◆ **Work order**:
Reproduce the data below line by line, from its first line to the line with "Complete details can", both included, and nothing past that point.

☆ ☆ ☆ ☆ ☆ ☆ ☆

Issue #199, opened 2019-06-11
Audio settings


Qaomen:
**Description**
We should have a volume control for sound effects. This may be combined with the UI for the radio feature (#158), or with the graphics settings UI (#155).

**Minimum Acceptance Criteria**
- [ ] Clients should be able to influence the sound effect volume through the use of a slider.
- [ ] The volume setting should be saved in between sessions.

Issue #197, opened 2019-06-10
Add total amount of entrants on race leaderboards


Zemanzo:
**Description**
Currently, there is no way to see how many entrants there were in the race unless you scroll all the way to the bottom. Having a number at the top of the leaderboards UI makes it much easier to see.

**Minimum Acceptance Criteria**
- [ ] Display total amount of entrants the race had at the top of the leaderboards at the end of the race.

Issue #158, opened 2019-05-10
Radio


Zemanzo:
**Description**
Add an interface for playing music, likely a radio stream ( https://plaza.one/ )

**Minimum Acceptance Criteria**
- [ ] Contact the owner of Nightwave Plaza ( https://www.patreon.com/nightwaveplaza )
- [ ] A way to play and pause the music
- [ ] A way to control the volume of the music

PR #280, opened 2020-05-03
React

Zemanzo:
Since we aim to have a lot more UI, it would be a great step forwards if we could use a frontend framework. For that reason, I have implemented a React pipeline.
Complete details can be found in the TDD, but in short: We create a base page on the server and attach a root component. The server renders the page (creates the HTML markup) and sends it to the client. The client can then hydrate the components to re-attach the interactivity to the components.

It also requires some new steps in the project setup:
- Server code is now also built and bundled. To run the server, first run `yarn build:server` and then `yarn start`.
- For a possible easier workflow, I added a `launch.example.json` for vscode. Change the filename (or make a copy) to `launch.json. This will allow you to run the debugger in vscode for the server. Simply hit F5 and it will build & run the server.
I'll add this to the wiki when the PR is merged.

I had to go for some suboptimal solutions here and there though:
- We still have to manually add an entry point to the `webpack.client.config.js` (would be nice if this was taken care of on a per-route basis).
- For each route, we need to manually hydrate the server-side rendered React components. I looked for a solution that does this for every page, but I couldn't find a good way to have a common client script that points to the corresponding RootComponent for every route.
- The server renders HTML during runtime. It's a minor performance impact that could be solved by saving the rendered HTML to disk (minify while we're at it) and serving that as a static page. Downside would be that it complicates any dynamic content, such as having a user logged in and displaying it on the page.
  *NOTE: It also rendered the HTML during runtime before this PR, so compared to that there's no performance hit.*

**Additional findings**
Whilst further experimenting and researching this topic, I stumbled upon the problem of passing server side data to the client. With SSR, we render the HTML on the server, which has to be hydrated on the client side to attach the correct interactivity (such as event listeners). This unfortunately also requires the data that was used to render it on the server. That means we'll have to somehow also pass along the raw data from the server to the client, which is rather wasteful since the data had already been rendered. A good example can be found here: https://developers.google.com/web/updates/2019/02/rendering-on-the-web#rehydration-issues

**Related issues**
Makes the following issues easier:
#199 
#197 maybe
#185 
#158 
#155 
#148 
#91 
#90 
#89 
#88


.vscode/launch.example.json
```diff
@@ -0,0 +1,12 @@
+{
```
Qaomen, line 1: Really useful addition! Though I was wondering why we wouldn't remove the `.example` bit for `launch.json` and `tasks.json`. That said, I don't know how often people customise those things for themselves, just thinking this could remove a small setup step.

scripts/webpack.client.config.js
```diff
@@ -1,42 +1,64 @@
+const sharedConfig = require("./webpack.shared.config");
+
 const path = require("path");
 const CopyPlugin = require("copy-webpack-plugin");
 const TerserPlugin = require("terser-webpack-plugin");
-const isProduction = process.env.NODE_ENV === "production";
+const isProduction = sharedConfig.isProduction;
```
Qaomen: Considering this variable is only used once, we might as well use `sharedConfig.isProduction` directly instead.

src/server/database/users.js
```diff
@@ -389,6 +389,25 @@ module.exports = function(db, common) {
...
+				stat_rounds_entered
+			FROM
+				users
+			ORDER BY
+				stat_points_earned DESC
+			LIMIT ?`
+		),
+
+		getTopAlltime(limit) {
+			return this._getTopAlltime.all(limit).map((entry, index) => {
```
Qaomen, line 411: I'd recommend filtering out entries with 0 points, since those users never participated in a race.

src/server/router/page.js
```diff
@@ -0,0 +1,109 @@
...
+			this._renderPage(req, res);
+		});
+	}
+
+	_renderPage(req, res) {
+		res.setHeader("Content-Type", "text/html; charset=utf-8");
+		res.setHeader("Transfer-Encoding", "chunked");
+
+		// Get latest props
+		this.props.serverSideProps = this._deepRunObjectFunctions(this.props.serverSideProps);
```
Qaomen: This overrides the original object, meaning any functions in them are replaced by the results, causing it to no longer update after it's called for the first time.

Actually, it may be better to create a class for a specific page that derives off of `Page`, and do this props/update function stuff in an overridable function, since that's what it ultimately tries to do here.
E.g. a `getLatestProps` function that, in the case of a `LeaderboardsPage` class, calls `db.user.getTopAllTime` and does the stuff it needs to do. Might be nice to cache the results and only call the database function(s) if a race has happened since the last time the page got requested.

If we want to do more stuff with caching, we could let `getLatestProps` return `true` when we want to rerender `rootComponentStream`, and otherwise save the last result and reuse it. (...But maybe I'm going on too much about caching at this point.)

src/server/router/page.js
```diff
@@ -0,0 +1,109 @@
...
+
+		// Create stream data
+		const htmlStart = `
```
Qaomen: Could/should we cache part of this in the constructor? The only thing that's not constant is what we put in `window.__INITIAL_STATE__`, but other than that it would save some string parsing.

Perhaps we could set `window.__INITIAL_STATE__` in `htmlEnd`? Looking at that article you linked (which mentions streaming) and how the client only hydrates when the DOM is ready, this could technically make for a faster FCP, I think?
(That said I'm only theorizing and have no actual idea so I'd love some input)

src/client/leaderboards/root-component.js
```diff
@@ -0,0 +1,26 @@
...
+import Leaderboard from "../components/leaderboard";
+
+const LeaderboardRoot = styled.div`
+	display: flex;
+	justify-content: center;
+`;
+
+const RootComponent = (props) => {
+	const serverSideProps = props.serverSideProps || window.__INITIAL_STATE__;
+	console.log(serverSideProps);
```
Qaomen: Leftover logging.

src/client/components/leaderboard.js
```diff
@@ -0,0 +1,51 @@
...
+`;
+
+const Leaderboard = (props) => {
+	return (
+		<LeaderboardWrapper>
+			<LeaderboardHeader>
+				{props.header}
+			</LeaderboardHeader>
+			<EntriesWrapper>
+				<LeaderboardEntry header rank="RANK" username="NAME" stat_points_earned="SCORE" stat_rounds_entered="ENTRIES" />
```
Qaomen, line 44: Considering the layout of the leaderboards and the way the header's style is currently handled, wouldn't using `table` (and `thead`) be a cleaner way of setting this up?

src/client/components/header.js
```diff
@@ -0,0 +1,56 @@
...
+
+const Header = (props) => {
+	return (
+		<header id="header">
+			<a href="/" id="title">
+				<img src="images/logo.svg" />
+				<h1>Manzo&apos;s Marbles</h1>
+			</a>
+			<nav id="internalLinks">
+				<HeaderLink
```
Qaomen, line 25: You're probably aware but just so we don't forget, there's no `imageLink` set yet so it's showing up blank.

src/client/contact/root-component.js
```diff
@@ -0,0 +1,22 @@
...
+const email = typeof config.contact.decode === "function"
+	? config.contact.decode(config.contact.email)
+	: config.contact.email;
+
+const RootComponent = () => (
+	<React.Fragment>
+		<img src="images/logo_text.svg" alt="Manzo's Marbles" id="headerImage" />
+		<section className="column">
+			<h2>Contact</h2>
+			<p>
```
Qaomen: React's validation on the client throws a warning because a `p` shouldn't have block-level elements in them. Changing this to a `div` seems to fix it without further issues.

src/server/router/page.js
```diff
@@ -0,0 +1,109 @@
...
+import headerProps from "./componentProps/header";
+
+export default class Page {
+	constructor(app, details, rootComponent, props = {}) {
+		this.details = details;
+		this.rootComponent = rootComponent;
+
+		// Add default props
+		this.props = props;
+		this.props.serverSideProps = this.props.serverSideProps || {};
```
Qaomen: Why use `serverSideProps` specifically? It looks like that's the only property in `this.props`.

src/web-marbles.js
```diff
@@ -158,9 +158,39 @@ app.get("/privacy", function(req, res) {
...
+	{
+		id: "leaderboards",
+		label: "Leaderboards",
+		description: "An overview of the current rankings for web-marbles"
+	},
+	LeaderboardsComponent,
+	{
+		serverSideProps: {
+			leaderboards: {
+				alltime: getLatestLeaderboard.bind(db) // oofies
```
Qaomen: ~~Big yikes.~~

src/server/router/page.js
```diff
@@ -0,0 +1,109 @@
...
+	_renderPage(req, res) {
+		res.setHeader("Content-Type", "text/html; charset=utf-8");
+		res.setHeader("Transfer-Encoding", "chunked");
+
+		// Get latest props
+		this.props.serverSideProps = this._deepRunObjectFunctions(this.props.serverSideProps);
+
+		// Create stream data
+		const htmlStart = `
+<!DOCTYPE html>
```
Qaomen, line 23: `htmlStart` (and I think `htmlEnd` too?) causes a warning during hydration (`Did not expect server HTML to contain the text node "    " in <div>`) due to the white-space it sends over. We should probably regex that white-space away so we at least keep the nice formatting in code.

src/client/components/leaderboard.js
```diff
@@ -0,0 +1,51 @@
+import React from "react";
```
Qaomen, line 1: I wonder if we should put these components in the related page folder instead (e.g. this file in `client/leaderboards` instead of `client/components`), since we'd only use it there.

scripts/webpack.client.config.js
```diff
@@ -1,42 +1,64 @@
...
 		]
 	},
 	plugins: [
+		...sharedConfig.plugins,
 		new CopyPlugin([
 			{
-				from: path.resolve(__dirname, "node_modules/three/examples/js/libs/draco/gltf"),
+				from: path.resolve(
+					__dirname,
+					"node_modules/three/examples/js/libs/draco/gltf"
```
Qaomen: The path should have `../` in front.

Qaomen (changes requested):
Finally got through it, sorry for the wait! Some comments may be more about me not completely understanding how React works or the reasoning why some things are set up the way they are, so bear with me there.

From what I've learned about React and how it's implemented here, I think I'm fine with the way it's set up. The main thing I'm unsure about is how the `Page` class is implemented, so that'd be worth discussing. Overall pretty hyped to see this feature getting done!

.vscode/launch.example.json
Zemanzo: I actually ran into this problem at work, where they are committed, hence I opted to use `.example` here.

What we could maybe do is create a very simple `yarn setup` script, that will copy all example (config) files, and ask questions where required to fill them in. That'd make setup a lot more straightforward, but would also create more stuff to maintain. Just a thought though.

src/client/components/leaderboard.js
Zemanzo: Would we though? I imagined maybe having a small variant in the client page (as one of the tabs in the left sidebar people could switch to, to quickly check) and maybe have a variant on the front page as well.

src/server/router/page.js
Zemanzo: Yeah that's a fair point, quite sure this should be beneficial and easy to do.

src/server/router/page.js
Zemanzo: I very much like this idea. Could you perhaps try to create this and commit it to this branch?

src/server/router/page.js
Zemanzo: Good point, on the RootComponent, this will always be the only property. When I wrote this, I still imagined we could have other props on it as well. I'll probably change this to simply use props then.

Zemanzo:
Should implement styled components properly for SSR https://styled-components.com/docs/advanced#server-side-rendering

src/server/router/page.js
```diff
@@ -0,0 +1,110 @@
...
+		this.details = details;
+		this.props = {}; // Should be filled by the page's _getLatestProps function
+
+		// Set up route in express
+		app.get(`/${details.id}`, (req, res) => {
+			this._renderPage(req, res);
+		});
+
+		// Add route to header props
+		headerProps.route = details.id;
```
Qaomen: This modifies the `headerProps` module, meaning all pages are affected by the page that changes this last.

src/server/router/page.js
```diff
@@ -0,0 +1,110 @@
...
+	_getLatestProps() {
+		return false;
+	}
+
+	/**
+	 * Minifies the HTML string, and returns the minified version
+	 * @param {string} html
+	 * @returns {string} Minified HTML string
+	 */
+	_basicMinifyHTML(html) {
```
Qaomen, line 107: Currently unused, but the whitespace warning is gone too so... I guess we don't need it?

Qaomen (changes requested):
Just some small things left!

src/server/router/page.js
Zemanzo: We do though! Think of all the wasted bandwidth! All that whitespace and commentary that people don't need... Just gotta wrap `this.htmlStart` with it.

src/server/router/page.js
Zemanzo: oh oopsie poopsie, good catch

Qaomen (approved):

☆ ☆ ☆ ☆ ☆ ☆ ☆

◆ **Result**:
Issue #199, opened 2019-06-11
Audio settings


Qaomen:
**Description**
We should have a volume control for sound effects. This may be combined with the UI for the radio feature (#158), or with the graphics settings UI (#155).

**Minimum Acceptance Criteria**
- [ ] Clients should be able to influence the sound effect volume through the use of a slider.
- [ ] The volume setting should be saved in between sessions.

Issue #197, opened 2019-06-10
Add total amount of entrants on race leaderboards


Zemanzo:
**Description**
Currently, there is no way to see how many entrants there were in the race unless you scroll all the way to the bottom. Having a number at the top of the leaderboards UI makes it much easier to see.

**Minimum Acceptance Criteria**
- [ ] Display total amount of entrants the race had at the top of the leaderboards at the end of the race.

Issue #158, opened 2019-05-10
Radio


Zemanzo:
**Description**
Add an interface for playing music, likely a radio stream ( https://plaza.one/ )

**Minimum Acceptance Criteria**
- [ ] Contact the owner of Nightwave Plaza ( https://www.patreon.com/nightwaveplaza )
- [ ] A way to play and pause the music
- [ ] A way to control the volume of the music

PR #280, opened 2020-05-03
React

Zemanzo:
Since we aim to have a lot more UI, it would be a great step forwards if we could use a frontend framework. For that reason, I have implemented a React pipeline.
Complete details can be found in the TDD, but in short: We create a base page on the server and attach a root component. The server renders the page (creates the HTML markup) and sends it to the client. The client can then hydrate the components to re-attach the interactivity to the components.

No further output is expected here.